Even the U.S. manufacturing numbers are “less worse” than they have been since the summer of 2008.

 

India and Australia also seem to be well on their way to industrial recovery, with indexes hitting multi-month manufacturing highs.

 

A major reason for this unexpected turn of events is that the U.S., as well as most of the industrialized world have cut their inventories to the bone, while production has been cut back severely. Increasing inventory draws, as demand has started coming back, have created shortages that can only be alleviated by an acceleration of factory activity.
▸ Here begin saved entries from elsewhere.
PR #655, opened 2023-08-08
Validation fix

Hlamallama:


yal/assessments.py
```diff
@@ -441,6 +441,15 @@ async def state_handle_assessment_reminder_response(self):
             return await self.go_to_state("state_pre_mainmenu")
 
     async def state_not_interested(self):
```
erikh360, line 443: Is this state only used in the endline survey?

erikh360 (commented):
Looks good, just the one question?

yal/assessments.py
Hlamallama: It is also used on the baseline

erikh360: Oh ok, I guess its fine to update "endline_survey_started" to "" at that point too

erikh360 (approved):

PR #684, opened 2023-09-11
fix delete saved data

Hlamallama:


erikh360 (commented):
Can we add a test for this? There might be one that we just need to check what the request looks like

erikh360 (approved):

PR #705, opened 2023-11-13
update remind me tomorrow reminders for endline

Hlamallama:


erikh360 (commented):
@Hlamallama does this update the rapidpro contact? I think it should and if we add that we should just make sure the unit test covers it

erikh360 (approved):

PR #707, opened 2023-11-14
endline reminders

Hlamallama:


erikh360 (approved):
👍 but I would prefer if we have a test for this

PR #709, opened 2023-11-14
endline reminders

Hlamallama:


yal/assessments.py
```diff
@@ -425,9 +425,11 @@ async def state_handle_assessment_reminder_response(self):
             return await self.go_to_state("state_reschedule_assessment_reminder")
 
         if inbound == "i m not interested":
-            assessment_name = ""
-            if "assessment_reminder_name" in self.user.metadata:
-                assessment_name = self.user.metadata["assessment_reminder_name"]
+            assessment_reminder_type = ""
```
erikh360, line 428: Looks like you can replace this with a .get() and a default

PR #714, opened 2023-11-22
Endline fixes

Hlamallama:


yal/main.py
```diff
@@ -233,6 +233,19 @@ async def process_message(self, message):
                 elif keyword == "i m not interested":
                     self.state_name = AssessmentApplication.NOT_INTERESTED_STATE
                 else:
+                    endline_max_limit = await rapidpro.get_rapidpro_global(
+                        "endline_max"
```
erikh360, line 237: Can we make this Global variable name a little bit more descriptive please? `Endline study max participant count` or something

yal/endline_terms_and_conditions.py
```diff
@@ -346,3 +347,30 @@ async def state_submit_terms_and_conditions_endline(self):
...
+
+        choices = [
+            Choice("menu", "Go to the menu"),
+            Choice("aaq", "Ask a question"),
+        ]
+
+        return FreeText(
+            self,
+            question=question,
+            next=choices,
```
erikh360, line 375: Doesn't look like we are testing these?

yal/rapidpro.py
```diff
@@ -187,3 +187,31 @@ async def get_global_flag(global_name):
                 else:
                     continue
     return is_active
+
+
+async def get_rapidpro_global(global_name):
```
erikh360, line 192: We're already in the rapidpro class so the name of this function can be something like `get_global_value`

erikh360 (commented):
Just a few small changes, but looks good otherwise

erikh360 (approved):

PR #725, opened 2023-12-14
Fix apostrophes

erikh360:


DevChima:
don’t or don't. I see we have the latter.
If it doesn't affect how the user sees it then.

PR #764, opened 2024-09-17
update the downvote emoji

Hlamallama:
adding a . to the down vote because turn complains about duplication ids for the buttons. looks like the emojis get striped


erikh360 (approved):
Strange that there aren't tests failing

PR #771, opened 2025-04-09
add update settings keyword

Hlamallama:


yal/main.py
```diff
@@ -265,6 +266,12 @@ async def process_message(self, message):
                 )
                 if error:
                     self.state_name = self.ERROR_STATE
+            elif (
+                keyword in UPDATE_SETTINGS
```
DevChima, line 270: What happens if  input key is "Update Settings". Are we handling cases?

DevChima: What I mean is that the UPDATE_SETTINGS keyword is "update settings" (lowercase). The keyword variable (from message.content) is cleaned using clean_inbound(). So if clean_inbound doesn't lowercase, users typing "Update Settings" or "UPDATE SETTINGS" will not trigger this state action?

DevChima (approved):

Issue #774, opened 2022-04-01
Workflow is unable to update `combine-prs.yml` file


algomaster99:
Reference #755 

The `combine-prs` workflow fails [here](https://github.com/SpoonLabs/sorald/runs/5785241211?check_suite_focus=true#step:4:53) because it does not have access to updating `combine-prs.yml` which is weird because it was able to edit `tests.yml` and other workflow files.

algomaster99:
Only `tests.yml` can be edited. See https://github.com/SpoonLabs/sorald/runs/5830447298?check_suite_focus=true#step:4:42. This is so peculiar.

algomaster99:
We should use other ways of authentication than `GITHUB_TOKEN`. See https://github.community/t/inconsistent-behaviour-of-updating-workflow-files-with-github-token/243396.

algomaster99:
We have now shifted to using a [GitHub app](https://github.com/apps/combine-pr/) that has permission to update workflows. See https://github.com/SpoonLabs/sorald/pull/829.

PR #803, opened 2022-05-02
chore: create combined PR using GitHub app

algomaster99:
Reference: https://github.com/SpoonLabs/sorald/issues/774

I created a [GitHub app](https://github.com/apps/combine-pr) to deal with the shortcomings listed in the above issue.


algomaster99:
Takeaway: one should explicity pass token while using `actions/checkout` otherwise `GITHUB_TOKEN` is used by default. Reference: https://github.community/t/refusing-to-allow-a-github-app-to-create-or-update-workflow-without-workflows-permission/182573.

PR #804, opened 2022-05-02
tests: be aware of what rules Sorald can report

### LINKED ISSUE #798: Keep track of what rules are added or removed with each upgrade of sonar-java jar
A test case could be added to keep a track of what rules are there for each version of the sonar-java jar. See https://github.com/SpoonLabs/sorald/issues/331#issuecomment-1106357604.

algomaster99:
Fixes #798 

This test is written to be aware of what rules we are scanning for. Such a test was not needed before wrapping our architecture in SonarLintEngine because we used to manually pass "sonar-java checks" to our engine. It is expected to fail with each version upgrade of sonar-java. This is intended, however, since we can report the change of rules supported by Sorald in our changelogs. If this test does not fail, that means sonar-java does not have any change in the set of rules it can scan for.


khaes-kth:
> It is expected to fail with each version upgrade of sonar-java

So, does it mean that we should update `all_rules.txt` to get a green test again?

algomaster99:
@khaes-kth yes.

khaes-kth:
As I understand from you comment (https://github.com/SpoonLabs/sorald/issues/331#issuecomment-1106357604), the goal is to document what rules we mine. I think it is better to mention the sonar version that we use and refer to its documents in our own documents instead of adding this `all-rules.txt`. What do you think?

algomaster99:
The goal is to tell users the _diff_ of rules we mine. That diff should further go into the changelog.

PR #808, opened 2022-05-18
refactor: restructure project to load Sorald as a service using Java SPI

algomaster99:
@MartinWitt, thanks for your work, first of all. It is a great milestone toward integrating the Qodana static analyzer and development in general, as the code quality has definitely increased.

Let's work towards merging this now because there is feature request #807 that require a lot of code movement. I feel it is better to start working on top of the changes in this PR to avoid dealing with merge conflicts later. Some things that need to be done before we merge this PR:
- [x] Update usage in README #810 
- [x] What do we do about the [docs](https://github.com/SpoonLabs/sorald/tree/spi/docs)? Most files are related to `sorald` and not `sorald-parent`. Should we move it? I am in favour of letting them be for two reasons: #809 
  - `docs` should be accessible from the root of the repository
  - There is no immediate need to do so.
- [ ] Your final review of the changes you have made. I hope I have not messed them up during merging from `master`.

@MartinWitt , please give your opinions about subtasks 2 and 3. Once all of them are resolved, we can proceed to merge. Note that this PR will **not** be squashed as each commit is an atomic change in itself.

PR #811, opened 2022-05-18
chore: let Sonar to scan all modules

algomaster99:
Sonar is not being run in the CI for the new changes in SPI. These changes try to fix that.


.github/workflows/tests.yml
```diff
@@ -72,7 +72,7 @@ jobs:
         shell: bash
         run: .github/mem-constrained-exec.sh
       - name: Run Sonar
-        if: ${{ matrix.os == 'ubuntu-latest' && (github.event_name != 'pull_request' || github.event.pull_request.head.repo.full_name == 'SpoonLabs/sorald') }}
```
slarse, line 75: That's not a good idea. You can't use secrets in pull requests from forks, so by removing this all PRs from forks will fail.

slarse: The commit before you removed this safety check did run the Sonar scan, as it matches on the head repo name.

algomaster99: I just did this for testing purposes. I am going to revert this eventually.

When I logged into the SonarCloud portal, I couldn't see a report for the scan made for this PR. That is why I tried to force it.

The issue has to do something with the refactoring. Until now, we only needed to register `SpoonLabs_sorald`, but now we have three modules - `sorald_parent`, `sorald`, and `sorald_api` - thanks to the #808 . The scans which I saw throw warnings that they are not able to find the sorald-api JAR.

algomaster99:
We are getting somewhere.  We have the [report on SonarCloud](https://sonarcloud.io/code?id=SpoonLabs_sorald&pullRequest=811) for this PR even though it does not scan the sub modules. Trying to figure out what is wrong.

algomaster99:
Not asking anyone to review this because:
1. I am a bit confident that it should work
2. There is an urgent need to merge #808 because some features rely on it. This PR is a prerequisite for it.
3. Even if the Sonar scan fails on `master`, I can fix it later because it is not a big issue.

PR #812, opened 2022-05-20
refactor: reuse APIs defined in RuleRepository in RuleProvider

algomaster99:
The APIs provided in `RuleProvider` were already implemented in `SonarRuleRepository` so I refactored the former class to use those implementations. This improves the code coverage and removed redundant code.

@MartinWitt could you please review it? I also had one question. `RuleProvider` is now a generic class - it can fetch rules for other static analyzers in future. Does this indicate that we put it inside `sorald-api`?

### DIFF
--- a/sorald/src/main/java/sorald/rule/RuleProvider.java
+++ b/sorald/src/main/java/sorald/rule/RuleProvider.java
@@ -1,12 +1,11 @@
 package sorald.rule;
 
+import java.util.ArrayList;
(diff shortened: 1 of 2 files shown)


algomaster99:
@MartinWitt I cannot wait for your review, actually, so I apologize for merging it quickly. I think my intent is right and that is why I am not hesistating. However, do reply to my question when you get time. :)

PR #815, opened 2022-05-23
refactor: pass CLI context rather than individual parameter

algomaster99:
These changes modify how options from CLI are passed through the program. As of now, each option, like `classpath`, was passed individually as an argument to the concerned methods. However, upon the addition of new options in the CLI, we would have to modify all those methods. This is not good coding practice. Thus, I refactored the methods to use a generic CLI option store to contain all the arguments passed to the program.

### DIFF
--- a/sorald-api/src/main/java/sorald/cli/CLIConfigForStaticAnalyzer.java
+++ b/sorald-api/src/main/java/sorald/cli/CLIConfigForStaticAnalyzer.java
@@ -1,0 +1,9 @@
+package sorald.cli;
+
+import java.util.List;
+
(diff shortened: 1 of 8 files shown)


khaes-kth:
> > Doesn't it affect any tests?
> 
> No. You can still pass the classpath in the command line. It is just passed differently throughout our program. The change just add one intermediate step where the classpath is saved in a config object and then that object is passed.
> 
> > That means we have not tested our CLI?
> 
> We have tested our CLI. There is no change in the behaviour of CLI so there is no expectation of a test failure.

You're right.

PR #837, opened 2022-06-16
chore: fix failing tests

algomaster99:
Apparently, maven launcher was failing to build the classpath due to an unresolvable dependency. For now, I ignored it from the test case's pom so that it is able to build the classpath. However, I am not sure how it works npw because that dependency, even though unresolvable, is a transitive dependency.


khaes-kth:
Thanks @algomaster99

Issue #863, opened 2022-08-17
Scheduled builds are failing on Windows


algomaster99:
The scheduled builds are failing on `windows-latest` since a few days. Example - https://github.com/SpoonLabs/sorald/actions/runs/2872246682. ` sorald.GatherStatsTest.statisticsFile_containsExpectedStats` is failing for `SEGMENT` and `MAVEN`.

PR #864, opened 2022-08-18
DONOTMERGE: chore: debug CI failure on windows-latest

algomaster99:
Debugging #863


algomaster99:
Proposed a fix in #865.

PR #865, opened 2022-08-18
chore: fix windows build failure

### LINKED ISSUE #863: Scheduled builds are failing on Windows

algomaster99:
Fixes #863 

Phew ... this took a while to debug. Playing around in #864 made me realise that the repair time for some test was being reported incorrectly. As you can see [here](https://github.com/SpoonLabs/sorald/runs/7897645976?check_suite_focus=true#step:10:228), the `repairTimeMs` for one of the repairs is `0ms`, and in the tests we want it to be [greater than `0`](https://github.com/SpoonLabs/sorald/blob/master/sorald/src/test/java/sorald/GatherStatsTest.java#L81). I draw upon the following conclusion from my analysis - the repairs were performed in less than a millisecond so the difference was not captured by `repairEnd` and `repairStart` as they both were not precise enough.

I am using `System.nanoTime` for computing time in the changes because 1) it is more precise and 2) it seems to be more reliable according to many online resources including this StackOverflow post [here](https://stackoverflow.com/a/2979239).

### DIFF
--- a/sorald/src/main/java/sorald/event/collectors/RepairStatisticsCollector.java
+++ b/sorald/src/main/java/sorald/event/collectors/RepairStatisticsCollector.java
@@ -118,8 +118,8 @@ public class RepairStatisticsCollector implements SoraldEventHandler {
     }
 
     /** @return The total amount of time spent repairing */
-    public long getRepairTimeMs() {
-        return repairTotal / (long) Math.pow(10, 6);
+    public double getRepairTimeMs() {
+        return repairTotal / Math.pow(10, 6);
     }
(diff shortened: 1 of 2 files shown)


algomaster99:
Discussed it with @khaes-kth in person. Merging.

Issue #570, opened 2021-06-16
MathOnFloatProcessor and CastArithmeticOperandProcessor can produce non-compilable output


slarse:
This is rather tricky. Sorald is technically doing exactly what Sonar says, namely casting to double. It's just that in a few cases, that's not the right thing to do (even though Sonar says so). For example:

```java
// original, sonar says cast operands to double
float c = a + b;
// repaired
float c = (double) a + (double) b;
```

The problem is of course that the right hand side is now a double, but you can't assign a double to a float due to lossy conversion. Sonar only says to cast to double, so from that perspective, Sorald is doing the right thing.

It's the same case for all compilation failures. If the variables are changed to `double` instead of `float`, the compile error disappears. My only suggestion for solving this is that, in the case that whatever reads the result of the expression expects a float, then cast the entire expression to float. E.g. like so:

```java
// original, sonar says cast operands to double
float c = a + b;
// repaired
float c = (float) ((double) a + (double) b);
```

It makes for some really ugly code, though. @fermadeiral thoughts? Any other ideas?

_Originally posted by @slarse in https://github.com/SpoonLabs/sorald/issues/569#issuecomment-861347385_

slarse:
According to discussion during meeting, we don't attempt to repair if we can tell before hand that there will be a compile error.

lyxell:
@lyxell https://github.com/SpoonLabs/sorald/pull/569#issuecomment-861347385
> Does it really fix the problem though? Couldn't it be the case that this approach actually just supresses a potentially important warning for a bug?
> 
> ```java
> public class Test {
>     public static void main(String[] args) {
>          float a = 16777216.0f;
>          float b = 1.0f;
>          float c1 = a + b; // Sonar warning, yields 1.6777216E7 not 1.6777217E7
>          System.out.println(c1 == a); // true
> 
>          float c2 = (float) ((double) a + (double) b); // No Sonar warning, also yields 1.6777216E7 not 1.6777217E7
>          System.out.println(c2 == a); // true
> 
>          double c3 = (double) a + (double) b; // Yields 1.6777217E7
>          System.out.println(c3 == a); // false
>     }
> }
> ```

@slarse https://github.com/SpoonLabs/sorald/pull/569#issuecomment-862100235
> > Does it really fix the problem though? Couldn't it be the case that this approach actually just supresses a potentially important warning for a bug?
> 
[...]

PR #866, opened 2022-08-19
fix: mark `MathOnFloatProcessor` as incomplete

algomaster99:
One of the ignored tests was bothering me for some time so I though I should fix it. It turned out that resolving the bug stated in #570 required some more dependent fixes and refactoring so I proceeded with them as well. Here is the summary of the list of changes in this PR.

1. `MathOnFloatProcessor` is marked as incomplete. It won't attempt to repair when the expected type of the `CtVariable` is `float` as it produces a non-compilable output.
2. Minimise the number of casts we perform. SonarSource suggests that we should cast _both_ of the operands to `double`, but that is not necessary as JVM implicitly does type coercion.
3. Use [type casting API](https://github.com/INRIA/spoon/blob/2fff4c50266f79bc06b961e3b01ca6c6e0fcc1ab/src/main/java/spoon/reflect/code/CtExpression.java#L38) in Spoon to add type cast.


sorald/src/main/java/sorald/processor/MathOnFloatProcessor.java
```diff
@@ -56,12 +56,8 @@ protected void repairInternal(CtBinaryOperator element) {
...
                     binaryOperator.setType(getFactory().Type().doublePrimitiveType());
                 }
-                if (!binaryOperator.getType().equals(getFactory().Type().doublePrimitiveType())) {
-                    binaryOperator
-                            .getRightHandOperand()
-                            .setTypeCasts(List.of(getFactory().Type().doublePrimitiveType()));
-                    binaryOperator.setType(getFactory().Type().doublePrimitiveType());
-                }
+                // We do not need to cast the type of the right hand operand as it is already a
+                // double
```
algomaster99, line 60: @monperrus not related to autocompletion, but when I deleted the above code, the inline comment wa suggested by co-pilot. 🤌🏼

algomaster99:
Please merge this once #868 is merged into this PR.

sorald/src/main/java/sorald/processor/MathOnFloatProcessor.java
khaes-kth: Unbelievable!

khaes-kth (approved):

khaes-kth:
That would be better if we could add a test to cover line 86 of this file: https://app.codecov.io/gh/SpoonLabs/sorald/compare/866/changes#D1L86

sorald/src/main/java/sorald/processor/MathOnFloatProcessor.java
monperrus: crazy

PR #878, opened 2022-09-09
governance: Remove slarse as developer

slarse:
I haven't been actively involved in this project for along time, so I think removing my name from the list(s) of developers. These are to my understanding for those actively maintaining the project and should not act as a historical account of contributors.

### DIFF
--- a/pom.xml
+++ b/pom.xml
@@ -20,13 +20,6 @@
     </licenses>
     <developers>
         <developer>
-            <id>slarse</id>
-            <name>Simon Larsén</name>
-            <email>slarse@kth.se</email>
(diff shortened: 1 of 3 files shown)


algomaster99:
Hi @slarse ! Sorry for looking at this so late. I lost its email notification under the pile of work I have right now.

Maven says " if the person should not be contacted about the project, they do not need to be listed here.". Reference: https://maven.apache.org/pom.html#Developers. If you wish to opt-out, we can remove you from the developer's list.

algomaster99 (approved):

monperrus:
And let me thank you again for the work you put in Sorald @slarse

PR #903, opened 2022-10-10
[DONOTMERGE]: compare sonar-java quickfix status

algomaster99:
Ran a scan on sonar-java-checks version `7.14.0.30229` to see how we fair with their quick fixes status. Use GitHub rich diff feature to view the comparison.


algomaster99:
Closing it as I prefer to keep this comparison for our research purposes only.

PR #2974, opened 2026-03-23
add AI contribution policy

natestemen:
## Description

Does what it says on the 🥫. Language taken from [zulips](https://github.com/zulip/zulip/blob/main/CONTRIBUTING.md?plain=1#ai-use-policy-and-guidelines) and [LLVMs](https://llvm.org/docs//AIToolPolicy.html) AI guides/policies..


bachase (approved):
Looks great

1. Would you want to add a statement that maintainers/reviewers might choose to close a PR (or even ban someone?) if they don't follow these standards? I'm particularly thinking of PRs where someone is just piping back and forth to an LLM. Maybe not needed to be explicit.
2. Is there any guidance or requirement on the license-a-bility of contributed code? I didn't see anything already (or in other UF projects) that requires a contributor to attest the code is ok to contribute. AI just might make that harder to monitor.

Whether this comeback will prove to be spasmodic, rather than long-term, still remains to be seen.

 

U.S. savings rate spikes to 12-year high levels

 

The U.S. savings rate, which had dropped below zero as consumption spiked to its highest level ever in 2007, has reversed course, reaching 5.7% most recently.

 

Although the American savings rate has not taken into account 401ks, IRAs, or other federally-sanctioned savings plans, the spate of leveraged U.S. consumption had reached bubble proportions, creating the scenario that had led to an unprecedented financial crisis, bringing the U.S. to the verge of a liquidity meltdown last summer.

 

Although the current fear-inspired rush to savings safety has severely curbed consumer appetites, it has also solidified an eventual economic recovery.

 

With consumer borrowing, such as home equity and credit card loans increasingly harder to come by, providers of consumer products, both imports and domestically produced, have seen severely reduced demand, impinging drastically on their revenues.

 

Although increasing unemployment has only aggravated consumer buying momentum, a more prudent consumer approach will eventually lead to a balanced equilibrium between demand and supply.

 

This could permanently impact such major manufacturing sectors as housing and automotive once the American economy emerges from its grinding recession sometime in 2010.

 

Morris Beschloss, a 49-year veteran of the pipe, valves and fittings industry, serves as PVF and economic analyst for Phc News and The Wholesaler.